I did get in touch with Frederik last month, and he told me that they couldn’t find anyone in the XBRL community willing to work on it, and that Zitgist will be doing some work when the time is right.
So far, the ontology continues to be at release 0.0, with nothing in particular to build on.
Besides, I’m not looking for an ontology, I’m looking for RDF data to query. http://demo.openlinksw.com/ode/ is very interesting, but after following your instructions and poking around a bit (even clicking “Raw Triples” and then doing “View Source”) I still don’t see any RDF. I’ve been meaning to get to know OpenLink better, but I haven’t seen how to get RDF out of it yet. So, I’ve written a little XSLT to convert instance documents to RDF and I’ve been querying those. It’s all come together pretty quickly.
OpenLink has already produced an intial ontology
for XBRL which is what we use in our ODE product.
The ontology will be released this week.
I look forward to seeing it!
To get RDF from an XBRL instance document simply do the following:
Using our SPARQL Endpoints (e.g. http://demo.openlinksw.com/sparql):
1. basic sparql pattern with XBRL instance doc URL in the FROM NAMED CLAUSE
2. over the SPARQL protocol with appropriate results serialization choosen
When using ODE, please use the “Page Description” feature from an XBRL instance document, and then look at the footer where there are options for RDF/XML or N3 serialization options.

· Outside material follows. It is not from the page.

PR #549, opened 2024-07-13
Solution

Prorochenkko:


YukihiroSM (approved):
Good job! But try to think on how can you escape duplicating validate method in ChildrenSlideLimitationValidator and AdultSlideLimitationValidator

The proxy URIs that we produce via our Sponger Middleware service will enable you to then replicate the XBRL to RDF experience using other RDF based tools and platforms.
As for the Google Discussion forum, I am yet to understand how you administer those forums re. SPAM. Also, when it comes to inactivity, we are back to my original frustration: nobody has stepped up to assist us with the enormous task of producing an ontology from XBRL, so we did it ourselves, and even after that, the fragmentation continues :-(\
Feel free to download the free, no strings attached, version of SpiderMonkey to help create or extend taxonomies. I’ll be interested to hear how you are modelling things like the calculation linkbase as triples.
I will check that out. For now, I’m just playing with the modeling of simple XBRL facts, but Dave Raggett is working on the modeling of the more complete XBRL picture, including taxonomies.